On Tue, Sep 29, 2020 at 05:51:58PM +0200, Alexander Potapenko wrote:
> On Tue, Sep 29, 2020 at 4:24 PM Mark Rutland <mark.rutland@arm.com> wrote:
> >
> > On Mon, Sep 21, 2020 at 03:26:02PM +0200, Marco Elver wrote:
> > > From: Alexander Potapenko <glider@google.com>
> > >
> > > This adds the Kernel Electric-Fence (KFENCE) infrastructure. KFENCE is a
> > > low-overhead sampling-based memory safety error detector of heap
> > > use-after-free, invalid-free, and out-of-bounds access errors.
> > >
> > > KFENCE is designed to be enabled in production kernels, and has near
> > > zero performance overhead. Compared to KASAN, KFENCE trades performance
> > > for precision. The main motivation behind KFENCE's design, is that with
> > > enough total uptime KFENCE will detect bugs in code paths not typically
> > > exercised by non-production test workloads. One way to quickly achieve a
> > > large enough total uptime is when the tool is deployed across a large
> > > fleet of machines.
> > >
> > > KFENCE objects each reside on a dedicated page, at either the left or
> > > right page boundaries. The pages to the left and right of the object
> > > page are "guard pages", whose attributes are changed to a protected
> > > state, and cause page faults on any attempted access to them. Such page
> > > faults are then intercepted by KFENCE, which handles the fault
> > > gracefully by reporting a memory access error. To detect out-of-bounds
> > > writes to memory within the object's page itself, KFENCE also uses
> > > pattern-based redzones.
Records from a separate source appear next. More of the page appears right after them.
PR #3860, opened 2026-08-06
#3666 Fix hasKilledAllRequiredEnemies() and restore the publish guard

### LINKED ISSUE #3666: DungeonRoutePolicy::publish guards on hasKilledAllRequiredEnemies(), which always returns true
:robot: Found while auditing policies for #170. Left untouched by #3665 because it is a product decision, not cleanup.

`DungeonRoutePolicy::publish()` opens with:

```php
public function publish(User $user, DungeonRoute $dungeonroute): Response
{
    if (!$dungeonroute->hasKilledAllRequiredEnemies()) {
        return $this->deny(__('policy.publish_not_all_required_enemies_killed'));
    }
    ...
}
```

But `DungeonRoute::hasKilledAllRequiredEnemies()` (`app/Models/DungeonRoute/DungeonRoute.php:1122`) has its entire body commented out and unconditionally returns `true`:

```php
public function hasKilledAllRequiredEnemies(): bool
{
    $result = true;

    //        foreach ($this->dungeon->enemies as $enemy) {
    //            if ($enemy->required && ...) {
    //                if (!$this->isEnemyKilled($enemy->id)) {
    //                    $result = false;
    //                    break;
    //                }
    //            }
    //        }

    return $result;
}
```

So the guard never fires, and the `policy.publish_not_all_required_enemies_killed` translation string is unreachable in every locale.

Two ways out:

1. **Restore the check** — decide what "required enemy" means under the current seasonal/teeming rules and reimplement it. `Enemy::$required` and `isEnemyKilled()` still exist.
2. **Remove it** — drop the guard from the policy, delete `hasKilledAllRequiredEnemies()` and `isEnemyKilled()` if nothing else uses them, and remove the `policy.publish_not_all_required_enemies_killed` key from `lang/en_US/policy.php`.

Either is fine; the current state (a guard that reads as validation but validates nothing) is the worst of the three.

Wotuu:
:robot: Closes #3666

## The bug

`DungeonRoutePolicy::publish()` guarded on `DungeonRoute::hasKilledAllRequiredEnemies()`, whose body was entirely commented out and unconditionally returned `true`. The issue offered "restore it" or "remove it" as equally fine options — but the reason it was commented out is that **restoring it as written makes routes unpublishable**, so this MR fixes the underlying bug and restores the guard.

The original implementation walked `$this->dungeon->enemies` — a `hasManyThrough` over floors that is **not scoped to a mapping version**. It therefore demanded the route kill required enemies from *every* mapping version the dungeon ever had, including enemies that are not on the route's own map and can never be pulled. Measured on the seeded data:

```
BROKEN dungeons.bfa.atal_dazar.name              all=20  current=4
BROKEN dungeons.bfa.freehold.name                all=49  current=0
BROKEN dungeons.bfa.kings_rest.name              all=104 current=28
BROKEN dungeons.bfa.siege_of_boralus.name        all=5   current=0
BROKEN dungeons.bfa.temple_of_sethraliss.name    all=41  current=8
BROKEN dungeons.bfa.the_motherlode.name          all=8   current=0
BROKEN dungeons.bfa.the_underrot.name            all=48  current=6
BROKEN dungeons.bfa.waycrest_manor.name          all=8   current=0
BROKEN dungeons.bfa.mechagon_workshop.name       all=9   current=0
BROKEN dungeons.sl.tazavesh_streets_of_wonder.name all=1 current=0
10 dungeons publish-blocked by stale required enemies, 3 have legit current required enemies, 142 clean
```

Waycrest Manor is the clearest case: 8 required enemies exist, **all** in an old mapping version, and its current mapping version has **zero** — so every Waycrest route was permanently unpublishable.

## Changes

- **Scope the check to the route's own mapping version** (`$this->mappingVersion->enemies`). This is the actual fix.
- **Fix the teeming comparison.** Both the commented-out PHP and the *live* JS tested `teeming === 'invisible'`, but the column only ever holds `null`, `'visible'` or `'hidden'` (`Enemy::TEEMING_ALL`) — the branch meant to excuse a teeming-despawned enemy was dead code, so such an enemy was wrongly demanded of teeming routes.
- **Always allow making a route *less* visible.** The `publish` gate also covers unpublishing, so the guard as-written would trap an already-published route whose mapping later gained a required enemy — its author could never take it down. The policy now takes the target state and only blocks moves *to* a published state.
- **Apply the guard to scheduled publishes**, which bypass the policy entirely (`DungeonRouteService::publishScheduledDungeonRoutes()`), following the existing skip-and-log pattern there.
- **Restore the editor UI.** Rather than disabling the whole select (which would also block unpublishing), the publish select now disables only its *publishing* options and explains why via a tooltip. This lives in `publish.js`, which owns the select and builds its options, instead of the commented-out `edit.js` code that raced option construction.
- `isEnemyKilled()` now shares one killed-enemy-id map instead of rescanning every kill zone per enemy.
- `mapping_version_id` is a nullable column; the PHPDoc claimed non-null `int`. Corrected (PHPStan stays clean, no cascade).

## Verification

- New `DungeonRouteHasKilledAllRequiredEnemiesTest` (7 tests) and 2 new policy tests; **confirmed they fail against the original `dungeon->enemies` implementation** and pass with the fix.
- New Vitest suite for the JS method (8 tests) pinning all three teeming values; **confirmed the teeming-hidden test fails with the old `'invisible'` string**.
- Full JS suite green (372 tests). PHPStan clean. Ran the check over 300 real seeded routes: 35 publishable / 1 legitimately blocked (a demo route that genuinely skips one required enemy), where before the fix every one of them returned `true` unconditionally.
- Three `--group=DungeonRoute` failures ("given inactive dungeon") are pre-existing and reproduce on a clean tree — the local seed has no inactive dungeon.

### Visual verification

Share modal with an unkilled required enemy, dropdown open. Before (master JS) — everything selectable; after — publishing options greyed out, **Unpublished still selectable**, tooltip explains why.

| Before | After |
| --- | --- |
| before | after |

### DIFF
--- a/app/Models/DungeonRoute/DungeonRoute.php
+++ b/app/Models/DungeonRoute/DungeonRoute.php
@@ -112,7 +112,7 @@ use Override;
  * @property Carbon               $published_at
  * @property Carbon|null          $expires_at
  *
- * @property MappingVersion                    $mappingVersion
+ * @property MappingVersion|null               $mappingVersion
  * @property Dungeon                           $dungeon
  * @property Path                              $route
  * @property Season|null                       $season
@@ -1148,12 +1148,15 @@ class DungeonRoute extends Model implements TracksPageViewInterface
      */
     public function hasKilledAllRequiredEnemies(): bool
     {
-        // Sandbox/unmigrated routes have no mapping version to compare against - nothing can be required of them.
-        if ($this->mapping_version_id === null) {
+        $this->loadMissing('mappingVersion.enemies');
+
+        // Sandbox/unmigrated routes have no mapping version to compare against - and since this schema carries no
+        // foreign keys, a route can also point at a mapping version that has since been deleted. Nothing can be
+        // required of either, and a hard failure here would 500 the publish endpoint and abort the whole
+        // scheduled-publish cron run.
+        if ($this->mappingVersion === null) {
             return true;
         }
-
-        $this->loadMissing('mappingVersion.enemies');
 
         $requiredEnemies = $this->mappingVersion->enemies
             ->filter(fn(Enemy $enemy) => $enemy->required && $this->isEnemyVisibleForTeeming($enemy));
--- a/app/Models/DungeonRoute/DungeonRoute.php
+++ b/app/Models/DungeonRoute/DungeonRoute.php
@@ -1150,9 +1150,9 @@ class DungeonRoute extends Model implements TracksPageViewInterface
     {
         $this->loadMissing('mappingVersion.enemies');
 
-        // Sandbox/unmigrated routes have no mapping version to compare against - and since this schema carries no
-        // foreign keys, a route can also point at a mapping version that has since been deleted. Nothing can be
-        // required of either, and a hard failure here would 500 the publish endpoint and abort the whole
+        // Sandbox routes always have a mapping version, but this schema carries no foreign keys, so a route can
+        // point at a mapping version that has since been deleted. Nothing can be required against a missing
+        // mapping version, and a hard failure here would 500 the publish endpoint and abort the whole
         // scheduled-publish cron run.
         if ($this->mappingVersion === null) {
             return true;
--- a/app/Models/DungeonRoute/DungeonRoute.php
+++ b/app/Models/DungeonRoute/DungeonRoute.php
@@ -1137,37 +1137,34 @@ class DungeonRoute extends Model implements TracksPageViewInterface
      */
     public function isEnemyKilled(int $enemyId): bool
     {
-        $result = false;
-
-        foreach ($this->killZones as $killZone) {
-            if ($killZone->getEnemies()->filter(static fn($enemy) => $enemy->id === $enemyId)->isNotEmpty()) {
-                $result = true;
-                break;
-            }
-        }
-
-        return $result;
+        return isset($this->getKilledEnemyIds()[$enemyId]);
     }
 
     /**
-     * Checks if this route has killed all required enemies.
+     * Checks if this route has killed all enemies that are marked as required in the route's mapping version.
+     *
+     * Enemies are only considered when they are visible for this route's teeming setting - an enemy that only spawns
+     * on teeming keys cannot be required on a non-teeming route and vice versa.
      */
     public function hasKilledAllRequiredEnemies(): bool
     {
-        $result = true;
+        // Sandbox/unmigrated routes have no mapping version to compare against - nothing can be required of them.
+        if ($this->mapping_version_id === null) {
+            return true;
+        }
 
-        //        foreach ($this->dungeon->enemies as $enemy) {
-        //            if ($enemy->required &&
-        //                ($enemy->teeming === null || ($enemy->teeming === 'visible' && $this->teeming) || ($enemy->teeming === 'invisible' && $this->teeming))) {
-        //
-        //                if (!$this->isEnemyKilled($enemy->id)) {
-        //                    $result = false;
-        //                    break;
-        //                }
-        //            }
-        //        }
+        $this->loadMissing('mappingVersion.enemies');
 
-        return $result;
+        $requiredEnemies = $this->mappingVersion->enemies
+            ->filter(fn(Enemy $enemy) => $enemy->required && $this->isEnemyVisibleForTeeming($enemy));
+
+        if ($requiredEnemies->isEmpty()) {
+            return true;
+        }
+
+        $killedEnemyIds = $this->getKilledEnemyIds();
+
+        return $requiredEnemies->every(static fn(Enemy $enemy) => isset($killedEnemyIds[$enemy->id]));
     }
 
     public function hasUniqueAffix(string $affix): bool
@@ -1390,6 +1387,39 @@ class DungeonRoute extends Model implements TracksPageViewInterface
             // Make sure the relation should be reloaded
             $this->unsetRelation('affixGroups');
         }
+    }
+
+    /**
+     * All enemy ids killed by any of this route's kill zones, keyed by enemy id for O(1) lookups.
+     *
+     * @return array<int, true>
+     */
+    private function getKilledEnemyIds(): array
+    {
+        $this->loadMissing('killZones.enemies');
+
+        $result = [];
+
+        foreach ($this->killZones as $killZone) {
+            foreach ($killZone->getEnemies() as $enemy) {
+                $result[$enemy->id] = true;
+            }
+        }
+
+        return $result;
+    }
+
+    /**
+     * Whether the enemy spawns at all given this route's teeming setting. Enemies that are not teeming-specific
+     * (teeming === null) always spawn.
+     */
+    private function isEnemyVisibleForTeeming(Enemy $enemy): bool
+    {
+        return match ($enemy->teeming) {
+            Enemy::TEEMING_VISIBLE => (bool)$this->teeming,
+            Enemy::TEEMING_HIDDEN  => !$this->teeming,
+            default                => true,
+        };
     }
 
     /**
--- a/app/Models/DungeonRoute/DungeonRoute.php
+++ b/app/Models/DungeonRoute/DungeonRoute.php
@@ -77,7 +77,7 @@ use Override;
  * @property string               $public_key
  * @property int                  $author_id
  * @property int                  $dungeon_id
- * @property int                  $mapping_version_id
+ * @property int|null             $mapping_version_id
  * @property int                  $season_id
  * @property int                  $faction_id
  * @property int|null             $team_id
--- a/app/Policies/DungeonRoutePolicy.php
+++ b/app/Policies/DungeonRoutePolicy.php
@@ -4,6 +4,7 @@ namespace App\Policies;
 
 use App\Models\DungeonRoute\DungeonRoute;
 use App\Models\Laratrust\Role;
+use App\Models\PublishedState;
 use App\Models\User;
 use Illuminate\Auth\Access\HandlesAuthorization;
 use Illuminate\Auth\Access\Response;
@@ -65,10 +66,14 @@ class DungeonRoutePolicy
 
     /**
      * Determine whether the user can publish dungeon routes.
+     *
+     * @param string|null $publishedState The state the route is being changed to, if known. Unpublishing is always
+     *                                    allowed - the required enemies guard would otherwise trap an already
+     *                                    published route in a state its author can no longer undo.
      */
-    public function publish(User $user, DungeonRoute $dungeonroute): Response
+    public function publish(User $user, DungeonRoute $dungeonroute, ?string $publishedState = null): Response
     {
-        if (!$dungeonroute->hasKilledAllRequiredEnemies()) {
+        if ($publishedState !== PublishedState::UNPUBLISHED && !$dungeonroute->hasKilledAllRequiredEnemies()) {
             return $this->deny(__('policy.publish_not_all_required_enemies_killed'));
         }
 
--- a/app/Policies/DungeonRoutePolicy.php
+++ b/app/Policies/DungeonRoutePolicy.php
@@ -67,9 +67,10 @@ class DungeonRoutePolicy
     /**
      * Determine whether the user can publish dungeon routes.
      *
-     * @param string|null $publishedState The state the route is being changed to, if known. Unpublishing is always
-     *                                    allowed - the required enemies guard would otherwise trap an already
-     *                                    published route in a state its author can no longer undo.
+     * @param string|null $publishedState The state the route is being changed to, if known. The required enemies
+     *                                    check is not executed when you are unpublishing the route - otherwise the
+     *                                    guard would trap an already published route in a state its author can no
+     *                                    longer undo.
      */
     public function publish(User $user, DungeonRoute $dungeonroute, ?string $publishedState = null): Response
     {
--- a/app/Service/DungeonRoute/DungeonRouteService.php
+++ b/app/Service/DungeonRoute/DungeonRouteService.php
@@ -282,7 +282,12 @@ readonly class DungeonRouteService implements DungeonRouteServiceInterface
             /** @var Collection<int, DungeonRouteScheduledPublish> $scheduledPublishes */
             $scheduledPublishes = DungeonRouteScheduledPublish::query()
                 ->where('publish_at', '<=', now())
-                ->with(['dungeonRoute.dungeon', 'dungeonRoute.author'])
+                ->with([
+                    'dungeonRoute.dungeon',
+                    'dungeonRoute.author',
+                    'dungeonRoute.mappingVersion.enemies',
+                    'dungeonRoute.killZones.enemies',
+                ])
                 ->get();
 
             foreach ($scheduledPublishes as $scheduledPublish) {
@@ -298,6 +303,12 @@ readonly class DungeonRouteService implements DungeonRouteServiceInterface
 
                 if ($publishedState === PublishedState::WORLD && !$dungeonRoute->dungeon->active) {
                     $this->log->publishScheduledDungeonRouteSkippedInactiveDungeon($dungeonRoute->id, $dungeonRoute->dungeon_id, $scheduledPublish->id);
+                    $scheduledPublish->delete();
+                    continue;
+                }
+
+                if (!$dungeonRoute->hasKilledAllRequiredEnemies()) {
+                    $this->log->publishScheduledDungeonRouteSkippedRequiredEnemiesNotKilled($dungeonRoute->id, $scheduledPublish->id);
                     $scheduledPublish->delete();
                     continue;
                 }
--- a/app/Service/DungeonRoute/DungeonRouteService.php
+++ b/app/Service/DungeonRoute/DungeonRouteService.php
@@ -286,7 +286,8 @@ readonly class DungeonRouteService implements DungeonRouteServiceInterface
                     'dungeonRoute.dungeon',
                     'dungeonRoute.author',
                     'dungeonRoute.mappingVersion.enemies',
-                    'dungeonRoute.killZones.enemies',
+                    // .npc because KillZone::getEnemies() loads it - without it that is a query per kill zone
+                    'dungeonRoute.killZones.enemies.npc',
                 ])
                 ->get();
 
--- a/resources/assets/js/custom/inline/common/dungeonroute/publish.js
+++ b/resources/assets/js/custom/inline/common/dungeonroute/publish.js
@@ -64,8 +64,11 @@ class CommonDungeonroutePublish extends InlineCode {
         let killZoneMapObjectGroup = this._getKillZoneMapObjectGroup();
         if (killZoneMapObjectGroup !== null) {
             this._refreshRequiredEnemiesState();
+            // KillZone.setEnemies() suppresses the per-enemy signals and emits only enemieschanged - that is the
+            // path remote/live-session updates take, so all three are needed to keep the state fresh
             killZoneMapObjectGroup.register('killzone:enemyadded', this, this._refreshRequiredEnemiesState.bind(this));
             killZoneMapObjectGroup.register('killzone:enemyremoved', this, this._refreshRequiredEnemiesState.bind(this));
+            killZoneMapObjectGroup.register('killzone:enemieschanged', this, this._refreshRequiredEnemiesState.bind(this));
         }
     }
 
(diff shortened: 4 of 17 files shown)


resources/assets/js/custom/inline/common/dungeonroute/publish.js
```diff
@@ -59,6 +59,65 @@ class CommonDungeonroutePublish extends InlineCode {
...
+     * @returns {KillZoneMapObjectGroup|null}
+     * @private
+     */
+    _getKillZoneMapObjectGroup() {
+        // The share modal this select lives in is also rendered on pages that have no map at all
+        if (typeof getState !== 'function') {
+            return null;
+        }
+
+        return getState().getDungeonMap()?.mapObjectGroupManager?.getByName(MAP_OBJECT_GROUP_KILLZONE) ?? null;
```
Wotuu: :robot: This null-guard doesn't hold for either of the two "no map" cases it's written for:

1. `getState()` is not undefined on mapless pages — `custom/util.js` defines a fallback `function getState() { return false; }`, so `typeof getState === 'function'` is always true and `getState().getDungeonMap()` throws `TypeError: getState(...).getDungeonMap is not a function`. The established pattern in this repo is `typeof getState === 'function' && getState() !== false` (see `custom/util.js:166`).
2. `MapObjectGroupManager.getByName()` returns `false` (not `undefined`/`null`) when the group isn't registered — `?? null` only normalises `null`/`undefined`, so `false` is returned here, passes the `!== null` checks in `activate()`/`cleanup()`, and `false.register(...)` throws.

Today the publish select is only rendered from `common/maps/controls/header.blade.php` so neither branch is reachable, but the guard doesn't do what its comment claims. A truthiness check (`const group = ...; return group || null;`) plus the `getState() !== false` test covers both.

resources/assets/js/custom/inline/common/dungeonroute/publish.js
```diff
@@ -59,6 +59,65 @@ class CommonDungeonroutePublish extends InlineCode {
         $select.bind('change', function () {
             self._setPublished($(this).val());
         });
+
+        // Only the route editor has a map (and thus kill zones) to check the required enemies against
+        let killZoneMapObjectGroup = this._getKillZoneMapObjectGroup();
+        if (killZoneMapObjectGroup !== null) {
+            this._refreshRequiredEnemiesState();
+            killZoneMapObjectGroup.register('killzone:enemyadded', this, this._refreshRequiredEnemiesState.bind(this));
+            killZoneMapObjectGroup.register('killzone:enemyremoved', this, this._refreshRequiredEnemiesState.bind(this));
```
Wotuu, line 70: :robot: These are the only two refresh hooks, but they miss the bulk path: `KillZone.setEnemies()` sets `_isBulkUpdating` (killzone.js:929-961), which suppresses the per-enemy `killzone:enemyadded`/`killzone:enemyremoved` signals and emits only `killzone:enemieschanged`. `setEnemies()` is what `_setEnemiesFromRemote()` calls, i.e. the initial remote load and every echo/live-session update of a pull's enemies — after such an update the disabled state is stale (options can stay enabled for a route that no longer kills a required enemy, so the user gets a 403 from `publishedState` instead of the tooltip).

Both other consumers of these signals register all three: `killzonessidebar.js:346` and `editkillzoneenemyselection.js:112` use `['killzone:enemyadded', 'killzone:enemyremoved', 'killzone:enemieschanged']`. Adding `killzone:enemieschanged` here (and to `cleanup()`) closes the gap.

resources/assets/js/custom/mapobjectgroups/killzonemapobjectgroup.js
```diff
@@ -383,7 +383,7 @@ class KillZoneMapObjectGroup extends MapObjectGroup {
             // If this enemy SHOULD have been killed by the user
             if (enemy.required &&
                 // If not teeming, OR if enemy is teeming AND we're teeming, or inverse that. THEN this enemy counts, otherwise it does not
-                (enemy.teeming === null || (enemy.teeming === 'visible' && mapContext.getTeeming()) || (enemy.teeming === 'invisible' && !mapContext.getTeeming()))
+                (enemy.teeming === null || (enemy.teeming === 'visible' && mapContext.getTeeming()) || (enemy.teeming === 'hidden' && !mapContext.getTeeming()))
```
Wotuu, line 386: :robot: Good catch on `'invisible'` — but the same typo still lives in `MapObject.shouldBeVisible()`, `resources/assets/js/custom/models/mapobject.js:774`:

```js
else if (mapContext.getTeeming() && this.teeming === 'invisible') {
```

`teeming` is loaded from the base `MapObject` attribute at mapobject.js:122 and only ever holds `null`/`'visible'`/`'hidden'`, so that branch is dead there too. After this PR the two disagree: on a teeming route a `teeming = 'hidden'` required enemy is no longer demanded by `hasKilledAllRequiredEnemies()` (correct), but it is still *rendered* on the map as an unkilled required enemy. Worth fixing in the same PR since it's the identical bug one file over.

app/Service/DungeonRoute/DungeonRouteService.php
```diff
@@ -282,7 +282,12 @@ public function publishScheduledDungeonRoutes(): int
             /** @var Collection<int, DungeonRouteScheduledPublish> $scheduledPublishes */
             $scheduledPublishes = DungeonRouteScheduledPublish::query()
                 ->where('publish_at', '<=', now())
-                ->with(['dungeonRoute.dungeon', 'dungeonRoute.author'])
+                ->with([
+                    'dungeonRoute.dungeon',
+                    'dungeonRoute.author',
+                    'dungeonRoute.mappingVersion.enemies',
+                    'dungeonRoute.killZones.enemies',
```
Wotuu: :robot: N+1: this eager load stops at `killZones.enemies`, but `getKilledEnemyIds()` goes through `KillZone::getEnemies()`, which does `loadMissing('enemies.npc')` (KillZone.php:145). So for every due scheduled publish you get one extra `npcs` query per kill zone inside the cron loop, and the `npc` relation isn't used by the required-enemies check at all.

Either add `'dungeonRoute.killZones.enemies.npc'` here, or (better) have `getKilledEnemyIds()` read `$killZone->enemies` directly instead of `getEnemies()` so it doesn't drag the npc relation along.

app/Models/DungeonRoute/DungeonRoute.php
```diff
@@ -1139,37 +1139,34 @@ public function isOwnedByUser(?User $user = null): bool
...
-        //                if (!$this->isEnemyKilled($enemy->id)) {
-        //                    $result = false;
-        //                    break;
-        //                }
-        //            }
-        //        }
+        $this->loadMissing('mappingVersion.enemies');
 
-        return $result;
+        $requiredEnemies = $this->mappingVersion->enemies
```
Wotuu, line 1161: :robot: `mapping_version_id` being non-null doesn't guarantee the row still exists — this schema has no foreign keys (per CLAUDE.md) and `MappingVersionController::delete()` lets an admin delete a mapping version that dungeon routes still point at. In that case `$this->mappingVersion` is `null` and this line fatals with "Attempt to read property 'enemies' on null" — a 500 on `POST /ajax/{publicKey}/publishedState` and a hard failure of the whole `publishScheduledDungeonRoutes()` cron run rather than a skip.

Cheapest fix: fold it into the existing early return, e.g. `if ($this->mappingVersion === null) { return true; }` after the `loadMissing()` (the `mapping_version_id === null` check above then becomes redundant).

Wotuu:

resources/assets/js/custom/inline/common/dungeonroute/publish.js
Wotuu: :robot: Fixed in 92671f5 — you are right on both counts. Now resolves `getState` through a truthiness check rather than `typeof`, and normalises the group with `||` instead of `??` so `getByName()`'s `false` is caught.

resources/assets/js/custom/inline/common/dungeonroute/publish.js
Wotuu: :robot: Fixed in 92671f5 — `killzone:enemieschanged` is now registered (and unregistered) alongside the other two, matching the sibling consumers.

resources/assets/js/custom/mapobjectgroups/killzonemapobjectgroup.js
Wotuu: :robot: Fixed in 92671f5 — `mapobject.js:774` now checks `'hidden' too, so the map and the publish check agree on which enemies a teeming route actually has.

app/Service/DungeonRoute/DungeonRouteService.php
Wotuu: :robot: Fixed in 92671f5 — the eager load is now `killZones.enemies.npc`.

app/Models/DungeonRoute/DungeonRoute.php
Wotuu: :robot: Fixed in 92671f5 — now null-checks the `mappingVersion` relation after `loadMissing()` instead of the id. Typing the property `MappingVersion|null` also made two pre-existing `@phpstan-ignore identical.alwaysFalse` comments redundant (DungeonRouteThumbnailRepository, ThumbnailService) — both were already null-checking it defensively, which confirms the case is real. Covered by a new test that deletes the mapping version out from under a route.

Wotuu:
:robot: Addressed all 5 cold review findings in 92671f5, plus a flaky-test fix of my own: the new tests built their mapping version with `MappingVersion::create()`, whose `created` hook clones the entire previous mapping into it — dragging the dungeon's seeded (sometimes `required`) enemies along, so the result depended on which random dungeon the factory picked. They now insert it quietly, as `MappingService::copyMappingVersionToDungeon()` does. Verified deterministic over repeated local runs; all 9 checks green.

Wotuu:

app/Models/DungeonRoute/DungeonRoute.php
```diff
@@ -1137,37 +1137,37 @@ public function isOwnedByUser(?User $user = null): bool
...
-        //                if (!$this->isEnemyKilled($enemy->id)) {
-        //                    $result = false;
-        //                    break;
-        //                }
-        //            }
-        //        }
+        // Sandbox/unmigrated routes have no mapping version to compare against - and since this schema carries no
+        // foreign keys, a route can also point at a mapping version that has since been deleted. Nothing can be
+        // required of either, and a hard failure here would 500 the publish endpoint and abort the whole
+        // scheduled-publish cron run.
```
Wotuu: Sandbox routes do have a mapping version. The only difference is that a sandbox route is automatically removed after a day if it isn't claimed by anyone. Before that time, a sandbox route's only security is the URL if you share the URL with anyone else. Any other user can claim the route for their profile, but it still has a mapping version. Otherwise, it wouldn't be able to function, so this comment is wrong in that sense, but the check below is still fine. If the route, for some reason, doesn't have a mapping version, then we need to catch that.

app/Policies/DungeonRoutePolicy.php
```diff
@@ -65,10 +66,14 @@ public function embed(?User $user, DungeonRoute $dungeonroute): Response
 
     /**
      * Determine whether the user can publish dungeon routes.
+     *
+     * @param string|null $publishedState The state the route is being changed to, if known. Unpublishing is always
+     *                                    allowed - the required enemies guard would otherwise trap an already
+     *                                    published route in a state its author can no longer undo.
```
Wotuu: This should perhaps be rephrased a bit. Now it says, "Unpublishing is always allowed," but this isn't true, obviously. It's only allowed when you want to bypass the required enemies check, so it should read something like, "The required enemies check is not executed when you are unpublishing the route." Something like that.

resources/assets/js/custom/inline/common/dungeonroute/publish.js
```diff
@@ -59,6 +59,70 @@ class CommonDungeonroutePublish extends InlineCode {
...
+     */
+    _getKillZoneMapObjectGroup() {
+        // The share modal this select lives in is also rendered on pages that have no map. Both fallbacks on that
+        // path yield `false` rather than a nullish value - util.js defines a no-op getState() and
+        // MapObjectGroupManager.getByName() returns false for an absent group - so normalise with ||, not ??.
+        let state = typeof getState === 'function' ? getState() : null;
+        let dungeonMap = state ? state.getDungeonMap() : null;
+
+        return (dungeonMap?.mapObjectGroupManager?.getByName(MAP_OBJECT_GROUP_KILLZONE)) || null;
+    }
```
Wotuu, line 99: I've seen similar functions pop up, and I'm not entirely sure what to think. I think this function is fine, except that we should maybe put it in a different or better place.
Right now, there are a lot of uncertainties when you want to get the map object group:
- You have to get the state, and the state can be null if you're not in a map context.
- When you get the state, you have to get the dungeon map, which can be null.
- The dungeon map itself should always have a map object group manager, but I guess it also can be null.
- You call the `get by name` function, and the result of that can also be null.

The following figure illustrates the page
> > > layout:
> > >
> > >   ---+-----------+-----------+-----------+-----------+-----------+---
> > >      | xxxxxxxxx | O :       | xxxxxxxxx |       : O | xxxxxxxxx |
> > >      | xxxxxxxxx | B :       | xxxxxxxxx |       : B | xxxxxxxxx |
> > >      | x GUARD x | J : RED-  | x GUARD x | RED-  : J | x GUARD x |
> > >      | xxxxxxxxx | E :  ZONE | xxxxxxxxx |  ZONE : E | xxxxxxxxx |
> > >      | xxxxxxxxx | C :       | xxxxxxxxx |       : C | xxxxxxxxx |
> > >      | xxxxxxxxx | T :       | xxxxxxxxx |       : T | xxxxxxxxx |
> > >   ---+-----------+-----------+-----------+-----------+-----------+---
> > >
> > > Guarded allocations are set up based on a sample interval (can be set
> > > via kfence.sample_interval). After expiration of the sample interval, a
> > > guarded allocation from the KFENCE object pool is returned to the main
> > > allocator (SLAB or SLUB). At this point, the timer is reset, and the
> > > next allocation is set up after the expiration of the interval.
> >
> > From other sub-threads it sounds like these addresses are not part of
> > the linear/direct map.
> For x86 these addresses belong to .bss, i.e. "kernel text mapping"
> section, isn't that the linear map?

No; the "linear map" is the "direct mapping" on x86, and the "image" or
"kernel text mapping" is a distinct VA region. The image mapping aliases
(i.e. uses the same physical pages as) a portion of the linear map, and
every page in the linear map has a struct page.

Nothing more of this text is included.